*** RECORDS SHOWN ***

PR #289, opened 2022-09-08
concepts: add page with some porting hints

aykevl:
See for example https://github.com/tinygo-org/tinygo/issues/1284#issuecomment-1233151620

### DIFF
--- a/content/docs/guides/compatibility.md
+++ b/content/docs/guides/compatibility.md
@@ -1,0 +1,66 @@
+---
+title: "Porting code to TinyGo"
+type: "docs"
+description: >
+  How to port existing code to TinyGo.
+---
+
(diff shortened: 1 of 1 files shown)


deadprogram:
This is very helpful info. Just wondering if it should be under "Guides"?

aykevl:
Yeah, that's probably a better place. I put it there because it seems similar to the FAQ.
No strong opinion from me.

deadprogram:
A page that is a "how to" is likely a guide.

A page that is a "what is" is probably a concept.

At least that is what makes most sense to me.

aykevl:
Okay, I've moved the page.

deadprogram:
Great start, thank you @aykevl now merging.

*** End of RECORDS SHOWN ***

Extract all of the data above without altering anything.

PR #289, opened 2022-09-08
concepts: add page with some porting hints

aykevl:
See for example https://github.com/tinygo-org/tinygo/issues/1284#issuecomment-1233151620

### DIFF
--- a/content/docs/guides/compatibility.md
+++ b/content/docs/guides/compatibility.md
@@ -1,0 +1,66 @@
+---
+title: "Porting code to TinyGo"
+type: "docs"
+description: >
+  How to port existing code to TinyGo.
+---
+
(diff shortened: 1 of 1 files shown)


deadprogram:
This is very helpful info. Just wondering if it should be under "Guides"?

aykevl:
Yeah, that's probably a better place. I put it there because it seems similar to the FAQ.
No strong opinion from me.

deadprogram:
A page that is a "how to" is likely a guide.

A page that is a "what is" is probably a concept.

At least that is what makes most sense to me.

aykevl:
Okay, I've moved the page.

deadprogram:
Great start, thank you @aykevl now merging.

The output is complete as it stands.